Il m’est bien difficile d’exprimer l’émotion qui m’a saisi quand j’ai appris le décès de celui qui était plus qu’un collègue, plus même qu’un ami, un grand frère. Il y a soixante ans, au début de ma carrière sociologique, je commençais à me spécialiser dans l’étude du sous-développement, et c’était l’Afrique sub-saharienne qui m’attirait le plus. Bien vite, j’ai trouvé un grand essai intitulé La situation coloniale : approche théorique écrit par Georges Balandier. De là, j’ai découvert ses autres écrits africains, articulant dans un savant mélange théorie et faits empiriques, ce qui donnait au lecteur le sentiment de voir l’activité des hommes en plein cœur de l’actualité africaine. Lors de ma visite à Paris en septembre 1959, je l’ai rencontré dans un café proche de la Sorbonne. Après une longue conversation sur l’Afrique, la France, les États-Unis et je ne sais quoi d’autre, nous nous sentîmes devenir proches l’un de l’autre. Depuis cette rencontre, nous nous voyions chaque fois que j’allais à Paris, surtout plus tard pour des réunions et des colloques de l’AISLF avec la merveilleuse secrétaire de Georges Gurvitch, Yvonne Roux, qui fut « empruntée » pour l’AISLF par Balandier au Centre d’études africaines et aux Cahiers internationaux de Sociologie. Si Georges, après la mort de Gurvitch, est devenu le leader charismatique de l’AISLF, Yvonne en fut l’âme.
Un moment extraordinaire survint en 1971 lors du colloque de Hammamet. Tout marchait bien jusqu’à l’élection du nouveau bureau. Un sociologue Tunisien a provoqué un choc en annonçant qu’il avait offert le poste de président de l’’AISLF à un ministre et économiste tunisien, qui l’avait bien sûr accepté. Hurlements dans la salle ! Le bureau sortant, d’une seule voix, a approuvé l’engagement qui avait était pris. L’audience est devenu enragée, il s’en est fallu peu que l’AISLF n’explosât. Balandier, le seul qui pouvait prendre le micro en demandant le silence, a proposé une coupure d’une heure pendant laquelle chaque groupe national eut la possibilité de désigner son candidats pour un nouveau bureau, assurant ainsi des places pour le « Tiers Monde » qui n’avait jusqu’alors jamais eu de représentant au bureau. À une heure du matin, un nouveau bureau fut élu. Grâce à Georges, l’AISLF fut sauvée !

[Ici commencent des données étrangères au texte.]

PR #4785, opened 2017-01-23
ISPN-7363 Fix Runnable inject for disexec.

SetoKaiba:
Test case for it is added as well.

### DIFF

Georges Balandier avait une connaissance intellectuelle prodigieuse qui rappelait celle de Marcel Mauss mais, au contraire de ce dernier, Georges avait le goût, la motivation et la force de publier. D’abord, il publia ses contacts avec l’Afrique et ses analyses du sous-développement, de Afrique Ambiguë au Tiers-Monde. Il avait un don intuitif pour saisir les personnes qu’il rencontrait comme pour comprendre les changements culturels et psychologiques œuvrant au tréfonds du quotidien. Revenant an France après son expérience en Afrique, il a plongé son regard sur la modernité et la civilisation qui cachait le pouvoir et la politique. Il était sociologue mais autant ethnologue, toujours à la recherche de la vérité avant qu’elle ne devienne sclérosée. Il était grand orateur autant que grand écrivain. Chez Georges Balandier, il y avait toujours une vitalité créative, peut-être venue, sinon déclenchée, par son contact avec le surréalisme, qui le mettait en solidarité avec les jeunes.
Lire ou relire Georges, que l’on soit sociologue ou anthropologue, c’est se rajeunir. Voilà son legs !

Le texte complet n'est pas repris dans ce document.